# doing a water change today... quick help please



## jfly (Feb 17, 2009)

i know this sounds trivial but id like some advice. is there anyway better than syphoning, then returning sink water , then adding conditioner. should i take my filters and media out until conditioner has worked... there has to be a better step then just adding the water , then conditioner and waiting to work.. advise appreciated


----------



## SinisterKisses (Feb 24, 2004)

What's wrong with adding the conditioner to the tap water as it fills the tank? I, and many other members, have been doing this for YEARS with no ill effects.


----------



## jfly (Feb 17, 2009)

i just wanted to know if there was a way to already have the water conditioned as it went in.. do you cut off your filters/remove. while filling?


----------



## morningsky (Apr 22, 2008)

I don't remove my filters when refilling. Are you using buckets to refill? or do you have a python?


----------



## SinisterKisses (Feb 24, 2004)

No, the only thing that gets shut off while I'm doing a water change is the heater, obviously. Everything else is left running.


----------



## gmaschke (Aug 23, 2008)

I purposely put the heaters horizontal and low enough so that they can't be seen. When I do a 50% w/c they are still several inches under water.


----------



## jfly (Feb 17, 2009)

well i just drain out into the yard, then fill with diy python, straight from the sink. everything goes smoothly like always, i just wanted to see some of your methods , just to make sure i am doing the best possible job.. thanks


----------



## jfly (Feb 17, 2009)

what my concern was, is that if i leave my filters on, as the water cycles through, before my water conditioner has time to work will it kill my good bacteria?? am i just worrying too much?


----------



## Lister (Feb 18, 2009)

You are definitly worrying too much. The water won't hurt your bacteria at all, so don't sweat it.
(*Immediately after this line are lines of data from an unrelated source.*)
PR #273, opened 2023-05-08
Add configure command

gord5500:
### Why

We don't want to create config files by default for the small jumpbox use case. Instead of doing this automatically in an install script we add this command so non-d2l users can create a config file without manually writing it themselves. This also gets run after our d2l install script is run


src/D2L.Bmx/Program.cs
```diff
@@ -51,7 +51,31 @@
 
 var rootCommand = new RootCommand();
 
-var printCommand = new Command( "print", "Print the long stuff to screen" )
```
gord5500, line 54: Thought this was funny

src/D2L.Bmx/BmxConfigProvider.cs
```diff
@@ -53,6 +56,26 @@ internal class BmxConfigProvider : IBmxConfigProvider {
 		);
 	}
 
+	public void SaveConfiguration( BmxConfig config ) {
```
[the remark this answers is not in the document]
gord5500: So I can change it back to not use reflection if anyone has an issue with it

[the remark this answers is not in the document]
cfbao: Please no reflection...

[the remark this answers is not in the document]
cfbao: We need to do mapping anyway, e.g. `DefaultDuration` <-> `default_duration`, so the reflection code is technically wrong here.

If you really are overly concerned then buy a big 44 gallon brute garbage can and pre-mix your water. But I as well as probably most people in the world have been doing freshwater water changes straight in the tank for eons with absolutely no issues. 
Just make sure your temperatures match and you're golden.


----------



## jfly (Feb 17, 2009)

thanks lister.. i was simply worrying about chlorine affecting bacteria before conditioner had time to work.. thanks though.. now at ease


----------



## cevvin (May 2, 2008)

Just add conditioner for the whole gallonage of the tank and not just the amount you are changing, before you you start adding water.


----------



## jfly (Feb 17, 2009)

thanks cevvin.. :thumb:


----------



## palotpot (Mar 16, 2009)

> No, the only thing that gets shut off while I'm doing a water change is the heater, obviously. Everything else is left running.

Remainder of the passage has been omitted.